Saved data entries
-- Opening Marker --

PR #1770, opened 2023-01-21
test(project_upstream): Test correct message handling

olksdr:
This change adds conditional compilation for `test` and not `test` targets, introducing the mocked `Upstream` service.

The tests check that the messages have proper flow, and project upstream manages inner queue the way it's supposed to:
* keeps internal queue
* merges same project key requests into one and broadcast the result

ref: #1758 

#skip-changelog


olksdr:
Closing this for now. We will come back to this as part of the #1818

PR #1772, opened 2023-01-23
chore(redis): enable "tls" feature for redis crate

### LINKED ISSUE #995: Allow usage of TLS for redis connection
We are trying to make setup of relay secure, as a part of sentry kubernetes deployment.
And apart from Kafka ssl problems (seen in https://github.com/getsentry/relay/issues/971), 
we are facing problems with connecting via tls to redis. 
It should be simple change - https://github.com/getsentry/relay/blob/master/relay-redis/Cargo.toml#L15 should also include TLS (exactly  `features = ["tls"]`)
Do You confirm that this is possible or will it brake another part of development as kafka did?

olksdr:
Added one more feature flag to `relay-redis` crate to be able to finetune what features are used and compiled into `relay`.
It is possible now to compile `relay-quotas` and `relay-server` with ssl support.  

This also bumps the crate version to `0.22.2` with some bug fixes in. 

fix: https://github.com/getsentry/relay/issues/995

### DIFF
--- a/CHANGELOG.md
+++ b/CHANGELOG.md
@@ -5,6 +5,7 @@
 **Features**:
 
 - Add error and sample rate fields to the replay event parser. ([#1745](https://github.com/getsentry/relay/pull/1745))
+- Add SSL support to `relay-redis` crate. ([#1772](https://github.com/getsentry/relay/pull/1772))
 
 **Internal**:
 
--- a/CHANGELOG.md
+++ b/CHANGELOG.md
@@ -5,7 +5,7 @@
 **Features**:
 
 - Add error and sample rate fields to the replay event parser. ([#1745](https://github.com/getsentry/relay/pull/1745))
-- Add SSL support to `relay-redis` crate. ([#1772](https://github.com/getsentry/relay/pull/1772))
+- Add SSL support to `relay-redis` crate. It is possible to use `rediss` scheme to connnect to Redis cluster using TLS. ([#1772](https://github.com/getsentry/relay/pull/1772))
 
 **Internal**:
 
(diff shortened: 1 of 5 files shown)


CHANGELOG.md
```diff
@@ -5,6 +5,7 @@
 **Features**:
 
 - Add error and sample rate fields to the replay event parser. ([#1745](https://github.com/getsentry/relay/pull/1745))
+- Add SSL support to `relay-redis` crate. ([#1772](https://github.com/getsentry/relay/pull/1772))
```
jjbayer: Does this mean connecting to TLS now works out of the box, by using the [`rediss://`](https://github.com/redis-rs/redis-rs#tls-support) scheme?

olksdr: Yep. If the relay compiled with `ssl`  feature it should be possible to use `rediss` scheme with TLS support.

olksdr:
@jjbayer  updated Changelog in [9c1f44a](https://github.com/getsentry/relay/pull/1772/commits/9c1f44a321bfedcef8da83a9800206f253150d0d), PTAL

jjbayer (approved):
LGTM

CHANGELOG.md
SmoshySmosh: @olksdr It doesn't look like Relay is compiled with the `ssl` feature on public docker images. Is it possible to add that capability?

olksdr: @SmoshySmosh  it looks like we do build the images with `ssl` enabled. Could you, please, open the issue in this repo with the error you get and the config you have? 
Thanks!

PR #1773, opened 2023-01-23
fix(txnames): Improve regex to properly parse the UUIDs

jjbayer:
Basically regex contained whitespaces and new line in the beginning of the regex, which make the UUID fail to match any of the UUID-like strings.

#skip-changelog


olksdr (approved):
:shipit:

PR #1775, opened 2023-01-24
chore(txnames): Replace identifiers in sanitized sources

olksdr:
This change adds `Sanitized` transaction source to transaction names normalization. 

This way, in addition to renaming rules, we can catch more high cardinality URL parts. 

#skip-changelog

### DIFF
--- a/relay-general/src/store/transactions/processor.rs
+++ b/relay-general/src/store/transactions/processor.rs
@@ -319,8 +319,13 @@ impl Processor for TransactionsProcessor<'_> {
             event.transaction_info.value_mut(),
         )?;
 
-        // Normalize transaction names for URLs transaction sources only.
-        if event.get_transaction_source() == &TransactionSource::Url && self.normalize_names {
+        // Normalize transaction names for URLs and Sanitized transaction sources.
+        // This in addition to renaming rules can catch some high cardinality parts.
+        if matches!(
+            event.get_transaction_source(),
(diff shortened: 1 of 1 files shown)


relay-general/src/store/transactions/processor.rs
```diff
@@ -319,8 +319,13 @@ impl Processor for TransactionsProcessor<'_> {
...
 
-        // Normalize transaction names for URLs transaction sources only.
-        if event.get_transaction_source() == &TransactionSource::Url && self.normalize_names {
+        // Normalize transaction names for URLs and Sanitized transaction sources.
+        // This in addition to renaming rules can catch some high cardinality parts.
+        if matches!(
+            event.get_transaction_source(),
+            &TransactionSource::Url | &TransactionSource::Sanitized
+        ) && self.normalize_names
+        {
```
jjbayer, line 328: We could also run `normalize_transaction_name` before `apply_transaction_rename_rule`, would that result in the same name? Either way, we should think about what we put into `_meta` when both functions find something. Two separate `"rem"`s, maybe?

olksdr: If we run the normalization before the renaming rules, it can happen that the rules won't match anymore. Yeah, we might have to update the meta accordingly.

jjbayer (approved):
As discussed, to me it would feel more natural to apply the simple rules before the clustering rules, but since they are roughly equivalent, I think this change is good to go.

PR #1776, opened 2023-01-24
ref: Remove actor utils and actor language from all services

jan-auer:
Removes all mentions of "actors" from services, removes now unused
utilities relating to actix, and removes actix subscribers from the
`Controller`.

This does not fully remove actix from the service layer yet. Most
notably, the `Controller` still uses actix to catch process signals.
Once that is fixed, we can also remove actix from `relay_system` and the
remaining tests, which will just leave the web framework back.

#skip-changelog


sl0thentr0py (approved):

relay-server/src/utils/actix.rs
```diff
@@ -1,23 +1,11 @@
-use actix::System;
 use tokio::runtime::Runtime;
```
olksdr: Could we, please, also rename this file, or move `create_runtime` directly to `utils`, since there is nothing from `actix` here anymore.

olksdr (commented):
Overall looks good to me, left only one comment

olksdr (approved):
🚀

olksdr (approved):
🚀

PR #1778, opened 2023-01-24
feat(replays): Scrub recording data from generic Value type

cmanallen:
closes: https://github.com/getsentry/replay-backend/issues/259

Should test on canary first.


jjbayer (changes requested):
Hey, feel free to deploy this on Canary, but in general I think we should try to make the `Deserialize` implementation of `Event` more efficient instead of walking through an untyped `Value`. The ingest team will spend some time today to fix the deserializer.

PR #1780, opened 2023-01-25
chore(kafka): Set retention on MetricKafkaMessage

### LINKED ISSUE #1779: Add `retention_days` to Metrics Kafka message
Storage is asking us to add the data retention for metric buckets to the Kafka message Relay produces.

-- Closing Marker --

Task:
Looking at the records above, please work out how many lines contain "into" and state only that number.

Written reply:
3